To detect allergies to prosthetic materials, various diagnostic tests used in clinical allergology are also used, in particular cutaneous drip, scarification and intradermal, as well as elimination and exposure tests. Elimination consists in removing the problematic prosthesis for a period of 1-2 days to a week and monitoring the dynamics of the state of the oral cavity and prosthetic bed. After the relief of signs of allergic inflammation, an exposure is performed, that is, the re-installation of the same denture and checking the body’s reaction to such an installation.

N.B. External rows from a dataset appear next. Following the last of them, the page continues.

PR #827, opened 2017-02-14
Fixes #723: Add env variables to container

### LINKED ISSUE #723: Add <env> specified env variables to be added to generators
### Description

Our provided generators should respect the `<env>` variables section in the config and add environment variables set there.

nicolaferraro:
Added env variables to the container through the image enricher.

The order of the `fmp-image` enricher was wrong. It must run after the `fmp-controller` to be effective. The enricher simply did nothing because the Deployment/DC/RS/DS were not present in the builder.

I added an integration test to prevent this happening again.

### DIFF
--- a/enricher/standard/src/main/java/io/fabric8/maven/enricher/standard/ImageEnricher.java
+++ b/enricher/standard/src/main/java/io/fabric8/maven/enricher/standard/ImageEnricher.java
@@ -17,15 +17,40 @@
 package io.fabric8.maven.enricher.standard;
 
 import java.util.ArrayList;
+import java.util.LinkedList;
 import java.util.List;
+import java.util.Map;
 
 import io.fabric8.kubernetes.api.builder.TypedVisitor;
-import io.fabric8.kubernetes.api.model.*;
-import io.fabric8.kubernetes.api.model.extensions.*;
+import io.fabric8.kubernetes.api.model.Container;
+import io.fabric8.kubernetes.api.model.EnvVar;
+import io.fabric8.kubernetes.api.model.KubernetesListBuilder;
+import io.fabric8.kubernetes.api.model.PodTemplateSpecBuilder;
+import io.fabric8.kubernetes.api.model.PodTemplateSpecFluent;
+import io.fabric8.kubernetes.api.model.ReplicationControllerBuilder;
+import io.fabric8.kubernetes.api.model.ReplicationControllerFluent;
+import io.fabric8.kubernetes.api.model.ReplicationControllerSpecFluent;
+import io.fabric8.kubernetes.api.model.extensions.DaemonSetBuilder;
+import io.fabric8.kubernetes.api.model.extensions.DaemonSetFluent;
+import io.fabric8.kubernetes.api.model.extensions.DaemonSetSpecFluent;
+import io.fabric8.kubernetes.api.model.extensions.DeploymentBuilder;
+import io.fabric8.kubernetes.api.model.extensions.DeploymentFluent;
+import io.fabric8.kubernetes.api.model.extensions.DeploymentSpecFluent;
+import io.fabric8.kubernetes.api.model.extensions.ReplicaSetBuilder;
+import io.fabric8.kubernetes.api.model.extensions.ReplicaSetFluent;
+import io.fabric8.kubernetes.api.model.extensions.ReplicaSetSpecFluent;
+import io.fabric8.kubernetes.api.model.extensions.StatefulSetBuilder;
+import io.fabric8.kubernetes.api.model.extensions.StatefulSetFluent;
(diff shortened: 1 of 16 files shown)


enricher/standard/src/main/java/io/fabric8/maven/enricher/standard/ImageEnricher.java
```diff
@@ -81,6 +106,9 @@ private void ensureTemplateSpecs(KubernetesListBuilder builder) {
         ensureTemplateSpecsInReplicationControllers(builder);
         ensureTemplateSpecsInRelicaSet(builder);
         ensureTemplateSpecsInDeployments(builder);
+        ensureTemplateSpecsInDaemonSet(builder);
+        ensureTemplateSpecsInStatefulSet(builder);
+        ensureTemplateSpecsInDeploymentConfig(builder);
```
rhuss: Thanks for adding these ;-)

enricher/standard/src/main/resources/META-INF/fabric8/enricher-default
```diff
@@ -4,14 +4,13 @@
...
-io.fabric8.maven.enricher.standard.ImageEnricher,101
-
 # Add a default Deployment, ReplicaSet or ReplicationController if none is given
-io.fabric8.maven.enricher.standard.DefaultControllerEnricher,102
+io.fabric8.maven.enricher.standard.DefaultControllerEnricher,101
+
+# Add image information such as name, image pull policy, environment variables
+# to a container. Controllers (like Deployment, DeploymentConfig, etc.)
+# must be already present
+io.fabric8.maven.enricher.standard.ImageEnricher,102
```
rhuss: btw, the order in this file is not important anymore (and mostly ignored, maybe we should get rid of it altogether).

The order in the enricher chain is completely defined now in the "default" profile (so that also optional enrichers can be defined in this file).

enricher/standard/src/test/java/io/fabric8/maven/enricher/standard/ImageEnricherTest.java
```diff
@@ -0,0 +1,195 @@
...
+                .addNewReplicaSetItem()
+                .endReplicaSetItem();
+
+        imageEnricher.addMissingResources(builder);
+
+        // Validate that the generated resource contains
+        KubernetesList list = builder.build();
+        assertEquals(list.getItems().size(),1);
+
+        String json = KubernetesResourceUtil.toJson(list.getItems().get(0));
```
rhuss: can we extract these assertion into an extra method and use it in the other tests, too ? I'm always a fan of being DRY in tests as well, so that when things changes only a single sport needs to be adapted.

plugin/src/main/resources/META-INF/fabric8/profiles-default.yml
```diff
@@ -61,8 +61,8 @@
   enricher:
     includes:
     - fmp-name
-    - fmp-image
     - fmp-controller
+    - fmp-image
```
rhuss: good point :) guess we should move also fmp-service up, since fmp-controller and fmp-service are both enrichers which 'create' objects. That will be not that critical anymore when #678 is in place.

enricher/standard/src/main/java/io/fabric8/maven/enricher/standard/ImageEnricher.java
```diff
@@ -198,4 +266,22 @@ private void mergeImagePullPolicy(ImageConfiguration imageConfiguration, Contain
...
+        if (env == null) {
+            env = new LinkedList<>();
+            container.setEnv(env);
+        }
+
+        ResourceConfig resource = getContext().getResources();
+        Map<String, String> userEnv = resource != null ? resource.getEnv() : null;
+        if (userEnv != null) {
+            for(Map.Entry<String, String> entry : userEnv.entrySet()) {
+                boolean set = KubernetesResourceUtil.setEnvVar(env, entry.getKey(), entry.getValue(), false);
```
rhuss: Just a minor thing (not required, though): If we could change setEnvVar to return the old value here (and then check getValue() vs. oldValue), we could add both values in the warning messages so that it becomes easier to detect the origin of the values in order to fix the warning.

enricher/standard/src/main/resources/META-INF/fabric8/enricher-default
nicolaferraro: Yeah, it is confusing.. at least, it confused me :)

nicolaferraro:
squashed!

rhuss:
@nicolaferraro awesome, thanks !

rhuss:
retest this please

rhuss:
[merge]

In addition, in orthopedic dentistry, a test of isolation of the prosthesis from the mucous membrane with gold foil, which is glued and cemented to the prosthesis, can be used. The complete disappearance of symptoms of allergy to prosthetic material indicates its intolerance.
It is also possible to confirm the allergic nature of the disease by conducting special immunological tests with the detection of specific antibodies in the blood serum and individual cellular elements. Differential diagnosis of allergy to prosthetic materials is carried out with contact stomatitis of mechanical nature, viral, bacterial and fungal stomatitis, beriberi, diabetes mellitus and other endocrine disorders, gastritis with low acidity, neurotic disorders.
Treatment of allergy to dentures
Elimination of allergies is possible by removing problematic structures from the oral cavity and performing repeated prosthetics with indifferent materials after complete relief of allergic stomatitis manifestations. Sometimes screening of an existing denture is used (its isolation from the mucous membrane of the prosthetic bed) by metallization with biologically inert materials (more often these are gold-platinum alloys).
Treatment of allergic contact stomatitis is carried out using local antiseptic and anti-inflammatory drugs, antihistamines, sometimes glucocorticoid hormones are used for topical use.
Prevention
Prevention of allergy to prosthetic materials is based on careful preparation for dental prosthetics with the collection of an allergic history, conducting preventive skin tests with components of materials that are supposed to be used in persons at risk (anacid gastritis, allergic reactions in the anamnesis, age 40-60 years, data on intolerance to metal inclusions and plastics). The performance of such tests should be carried out only in specialized institutions by certified allergists.